李央は肩越しに振り返り伊織にチラリと視線を送りながら、「まぁ、そう。」 と、答えた。
「ふーん。じゃあ僕は、李央が帰ってくるまで此処で寝ててもいい?」
「うん、いいよ」
気怠そうに瞬きをする伊織に向き直った李央は、ベッドのヘッドボードに掛けてあったタオルを手に取り、差し出す。
「おやすみ、伊織。」
猫にするように下顎を撫でれば気持ちよさそうに目を閉じた伊織に、腰を屈めた李央は軽く唇を押しつけてから部屋を後にした。
重い瞼は一度閉じたら開けることが出来ずに、伊織は静かに閉まるドアの音を聞いていた。
―― 『僕のこと、迷い猫とでも思ってるのかな李央は。』
さっき撫でられた下顎が擽ったい。身体が重く指一本動かすのも怠いのに、すぐに出かけるなんてタフだなと思いながら伊織は深い眠りに包まれていく。
バスルームで熱めのシャワーを浴びた李央は、その後部屋に戻り、脱いだ物を身に着けていく。
上着に手を通した時、携帯が着信を知らせている事に気がつき、伊織のズボンから取り出し、枕元に置く。
「伊織電話だよ」
寝息を立てる横顔へ囁き、「じゃあね伊織。」 と、微笑みながら、李央は部屋を後にした。
ゆっくりと意識が浮上して、伊織は重い瞼を薄く開ける。
何の物音もしない暗い部屋。
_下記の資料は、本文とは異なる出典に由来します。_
PR #823, opened 2026-03-03
fix: remove unused variables and dead assignments in 6 kernels

mtibbits:
## Summary

Remove variables that are written but never subsequently read, and dead pointer increments at the end of loop bodies. These were identified by static analysis and manual review. No behavioral change — the generated code is semantically identical.

| Kernel | Implementation | Change |
|---|---|---|
| `volk_16i_max_star_horizontal_16i` | `a_ssse3` | Remove dead `p_src0` and `p_target` increments at end of SIMD loop body |
| `volk_32f_accumulator_s32f` | `a/u_avx512f`, `a/u_avx`, `a/u_sse` | Replace `aVal = _mm*_setzero_ps()` initializer with bare declaration; always overwritten by load before use |
| `volk_32f_exp_32f` | `a/u_sse2` | Remove `tmp = _mm_setzero_ps()` inside loop body; `tmp` is fully overwritten before it is read |
| `volk_32fc_accumulator_s32fc` | `a/u_avx512f`, `a/u_avx`, `a/u_sse` | Scope `aVal` as a loop-local variable and remove redundant `setzero` initializer |
| `volk_32fc_index_min_16u` | `a_sse3` | Remove final `sq_dist` update after last element comparison; value not read again |
| `volk_32fc_index_min_32u` | `a_sse3` | Same as above |

## Test plan

- [ ] `volk_profile -R volk_16i_max_star_horizontal_16i` — correctness check passes
- [ ] `volk_profile -R volk_32f_accumulator_s32f` — correctness check passes
- [ ] `volk_profile -R volk_32f_exp_32f` — correctness check passes
- [ ] `volk_profile -R volk_32fc_accumulator_s32fc` — correctness check passes
- [ ] `volk_profile -R volk_32fc_index_min_16u` — correctness check passes
- [ ] `volk_profile -R volk_32fc_index_min_32u` — correctness check passes

### DIFF
--- a/kernels/volk/volk_16i_max_star_horizontal_16i.h
+++ b/kernels/volk/volk_16i_max_star_horizontal_16i.h
@@ -133,7 +133,6 @@ static inline void volk_16i_max_star_horizontal_16i_a_ssse3(int16_t* target,
         xmm0 = _mm_load_si128(p_src0);
 
         xmm2 = _mm_xor_si128(xmm2, xmm2);
-        p_src0 += 1;
 
         xmm3 = _mm_hsub_epi16(xmm0, xmm1);
         xmm2 = _mm_cmpgt_epi16(xmm2, xmm3);
@@ -145,8 +144,6 @@ static inline void volk_16i_max_star_horizontal_16i_a_ssse3(int16_t* target,
         xmm0 = _mm_shuffle_epi8(xmm0, xmm3);
 
         _mm_storel_pd((double*)p_target, bit128_p(&xmm0)->double_vec);
-
-        p_target = (__m128i*)((int8_t*)p_target + 8);
     }
 
     for (i = (bound << 4) + (intermediate << 3);
--- a/kernels/volk/volk_32f_accumulator_s32f.h
+++ b/kernels/volk/volk_32f_accumulator_s32f.h
@@ -67,7 +67,7 @@ static inline void volk_32f_accumulator_s32f_a_avx512f(float* result,
     const float* aPtr = inputBuffer;
 
     __m512 accumulator = _mm512_setzero_ps();
-    __m512 aVal = _mm512_setzero_ps();
+    __m512 aVal;
 
     for (; number < sixteenthPoints; number++) {
         aVal = _mm512_load_ps(aPtr);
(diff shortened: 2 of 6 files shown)


kernels/volk/volk_32f_accumulator_s32f.h
```diff
@@ -67,7 +67,7 @@ static inline void volk_32f_accumulator_s32f_a_avx512f(float* result,
     const float* aPtr = inputBuffer;
 
     __m512 accumulator = _mm512_setzero_ps();
-    __m512 aVal = _mm512_setzero_ps();
+    __m512 aVal;
```
jdemel, line 71: While correct, I suggest to clean up the function for brevity, e.g. make variable declarations more local. Have local loop counter variables.

kernels/volk/volk_16i_max_star_horizontal_16i.h
```diff
@@ -145,8 +144,6 @@ static inline void volk_16i_max_star_horizontal_16i_a_ssse3(int16_t* target,
         xmm0 = _mm_shuffle_epi8(xmm0, xmm3);
 
         _mm_storel_pd((double*)p_target, bit128_p(&xmm0)->double_vec);
-
-        p_target = (__m128i*)((int8_t*)p_target + 8);
```
jdemel, line 149: This kernel is deprecated because we don't know about any consumers. Also, we don't have tests. I'd like to keep it as is for the time being.

jdemel (changes requested):
Thank you for your PR. I have a few comments that could improve this PR.

kernels/volk/volk_32f_accumulator_s32f.h
mtibbits: I agree.  As noted in the other PR, #819, I simply wanted to make incremental changes that were easier to review.  On one of my next passes, I was going to submit the numerous scope reductions that I found across all of the kernels.

kernels/volk/volk_16i_max_star_horizontal_16i.h
mtibbits: I can submit the test I wrote as a part of this check in or a later PR.  Which would you prefer?

jdemel: One PR should include the change, the test and the clean up. For reviews, it makes most sense to focus on one code section.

覚醒したばかりの頭でぼんやりと、ここが李央の部屋だと思い出す。
部屋は黒いカーテンがきっちりと閉めてあって、昼か夜かも分からない。
「今、何時…。」
暗がりで点滅する携帯に気付いて、手を伸ばした。
ディスプレイの眩しさに目を細め、時刻を確認した後、着信履歴を開いた。
「あ…、」
一眠りしてやっと落ち着いた鼓動が、その名前を見て一度大きく跳ねた。
それは伊織にとって、今一番心地いい空間をくれる人からの着信だった。
「ん…、僕も行かなきゃ。」
気怠そうに伊織はその身体を起こした。
シャワーを浴び、タオルで水気を拭い、裸のまま寝室に戻る途中で何かに躓いて転びそうになった。
「何これ。」
床に置いていた紙袋が、ガサッと音を立てて倒れ、中から出てきたのは、サンタの衣装と…、
「ハーネス?」
伊織はそれを広げて、クスっと笑う。
「今度はこれで、どんな遊びを教えてくれるのかな。」
徐に手に取ってみると、真っ黒なレザーの感触が肌に吸いつくようで、なんだか気持ちいい。
これを李央の手によって己の身体に付けられてしまうのか、李央自身が身に着けるのか。想像した伊織は口元が弛んでしまう。
制服に着替え終えると、ハーネスの入っていた紙袋をベッドの上へ置き直した。
「ふふ…。」
思わず笑いが零れてしまう。
いつも李央は、伊織が今まで経験したことのない快楽を教えてくれる。
「そう言えば、前に臣の店に連れてってくれると言ってたっけ。」
次はいつ逢えるのか楽しみでしょうがない。
「またね…、李央。」
誰もいない暗い部屋にそう呟いて、伊織は部屋を後にした。